Ben gönlümdeki sonuca ulaştığımızı düşünüyorum. Yani hem kulüplerimizin Avrupa’da başarılı olmak adına yabancı konusundaki istekleri, hem de bizim Milli takımların ve yerli oyuncuların yetişmesi konusundaki isteğimiz yerine gelmiş oldu. Yabancı oyuncu sayısını kademeli olarak azaltma görüşümüz yerli oyuncuların forma şansı bulması içindi. Kulüplerimiz ile varılan ortak noktada; kulüp kadrolarında yer alan yerli oyuncuların takımlarının oynadığı ralli sayısının üçte biri kadar oyunda olmaları öngörülüyor. Bunun mümkün olmadığı durumlarda ise sporcunun geçici transfer hakkını kullanması karara bağlandı. Bu karar içime sindi, çünkü yabancı sayısını ikiye düşürdüğümüz zaman yerli oyuncular yine forma giyemeyebilirdi. Belki bir takım 2 yabancı ve 4 yerli oyuncu ile sezonu tamamlayacaktı. Diğer 6, hele hele 12’nin üzerinde tescil yaptıran kulüpler düşünülürse çok daha fazla sayıda yerli oyuncu bu sayede oynama fırsatı yakalamış oldu. Bu tribünde oturtulan sporcuları da kapsayan bir iyileştirme. Kulüplerle, bunların tamamını kapsayan bir görüş birliğine varıldı. O yüzden ben, yerli sporcuların forma giymesi açısından yıllardır hayal ettiğim sonucun doğduğunu düşünüyorum.

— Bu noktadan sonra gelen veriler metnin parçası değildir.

PR #187, opened 2015-12-18
Lint project SCSS stylesheet files

bryk:
This change adds linter for styles to the project and updates all styles
to conform with the default set of rules.

This should help us maintain a little bit more consistency in our
styles.


bryk:
@taimir @maciaszczykm Can you review?

taimir:
Running `gulp lint-styles` only produces a warning if e.g. the indentation of a rule is wrong, but the gulp task runs to completion. Is this intended?

taimir:
Looking at the default sass-lint rules on: https://github.com/sasstools/sass-lint/blob/master/lib/config/sass-lint.yml - it seems that all are set to warning (1) per default. If we want to force the build to break, they need to be redefined and set to 2. I do not know what the initial intention was, though :)

src/app/frontend/deploy/helpsection/userhelp.scss
```diff
@@ -11,22 +11,24 @@
...
-}
+  a {
+    color: $primary;
+    opacity: 1;
+    text-decoration: none;
 
-.kd-user-help b {
-  color: black;
-}
+    :hover {
```
taimir: This nested rule does not appear in the browser (Chrome / Firefox), neither in development, nor in production. Since the syntax is new to me, I cannot directly see the cause for the failure.

src/app/frontend/replicasetlist/replicasetlist.scss
```diff
@@ -11,28 +11,30 @@
...
+  min-height: inherit;
+  min-width: inherit;
+  padding: inherit;
+  text-decoration: none;
   text-transform: inherit;
-}
 
-.kd-replicaset-card-logs:after {
-  content: '\25BC';
+  :after {
```
taimir: Same issue as above, this is just nowhere to be seen in the browser. The nested rules which contain direct element selectors seem to function, but those with : do not.

taimir:
O.K., that's all I can see. The rest LGTM, AFAICT. Great style improvement :)

src/app/frontend/deploy/helpsection/userhelp.scss
```diff
@@ -11,22 +11,24 @@
 // WITHOUT WARRANTIES OR CONDITIONS OF ANY KIND, either express or implied.
 // See the License for the specific language governing permissions and
 // limitations under the License.
-@import "../../../assets/styles/color_variables";
+@import '../../../assets/styles/color_variables';
```
maciaszczykm: Isn't a new line missing here?

src/app/frontend/replicasetlist/replicasetlist.scss
maciaszczykm: It works for me:

Logs arrow

Tested on Chrome with `gulp serve:prod`.

maciaszczykm:
@bryk Left two comments, rules for stylesheets will for sure improve code. LGTM

bryk:
> Running gulp lint-styles only produces a warning if e.g. the indentation of a CSS rule is wrong, but the gulp task runs to completion. Is this intended?

@taimir Yes. With this you can do development with ugly code, but you cannot merge it into master - travis will fail. In order to merge with master, you need to prettify the code. This is intended :)

src/app/frontend/deploy/helpsection/userhelp.scss
bryk: Thank you for pointing this. Indeed, I made mistake. The correct syntax is: `&:hover`. Fixed. Source: http://sass-lang.com/documentation/file.INDENTED_SYNTAX.html

src/app/frontend/replicasetlist/replicasetlist.scss
bryk: Thank you for pointing, this. Fixed. See my previous comment for explanation.

src/app/frontend/deploy/helpsection/userhelp.scss
bryk: Yes, fixed.

bryk:
> Looking at the default sass-lint rules on: https://github.com/sasstools/sass-lint/blob/master/lib/config/sass-lint.yml - it seems that all are set to warning (1) per default. If we want to force the build to break, they need to be redefined and set to 2. I do not know what the initial intention was, though :)

@taimir You're correct. This is only warnings. I think it is better to promote everything to errors, as you suggest. So I copied the default config file and changed all warnings to errors. There was no other way to promote warnings to errors.

bryk:
Thank you guys for the review. I've addressed all comments. Will merge soon.

PR #188, opened 2015-12-18
Changed default state to replica set list.

floreks:
Changed state transition when clicking k8s logo and on deploy form cancel to replica set list page.


bryk:
LGTM, merging

PR #190, opened 2015-12-21
Use compiler's externs for angular.$resource

bryk:
They just have been recently added. It allows us to delete some code.


bryk:

cheld:
Nice. LGTM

-Bu, maç içinde çok fazla değişikliği gerektirecek ve kontrolü de federasyon açısından zor olacak bir uygulama değil mi?
Maç içinde rotasyon olacak, bu doğru. Koçların satranç oynar gibi rotasyon planlaması yapması gerekecek. Takibi konusunda gerekli tedbirleri almak bizim işimiz. Masada zaten oyuncu değişiklikleri sürekli olarak tutuluyor. Cetvelleri biraz detaylandıracağız. Ama kalkıp herhangi bir kulübe de; “Sen bunu oynatmamışsın.” demeyeceğiz. Kendi haklarının takibi konusunda gerekli tedbirleri almak da sporcunun işi olacak.  Sporcu, oyun alanında rally sayısının üçte biri kadar bulunmadığı için transfer talebinde haklıysa ve kulüp bu talebe olumlu cevap vermemişse; sporcu federasyona başvuracak. Federasyon maç kağıtlarından sporcunun haklılığını tespit ederse durumu bir de kulübe soracak ve sporcu gene haklı çıkarsa, Federasyon bu transferin yolunu  resen açacak.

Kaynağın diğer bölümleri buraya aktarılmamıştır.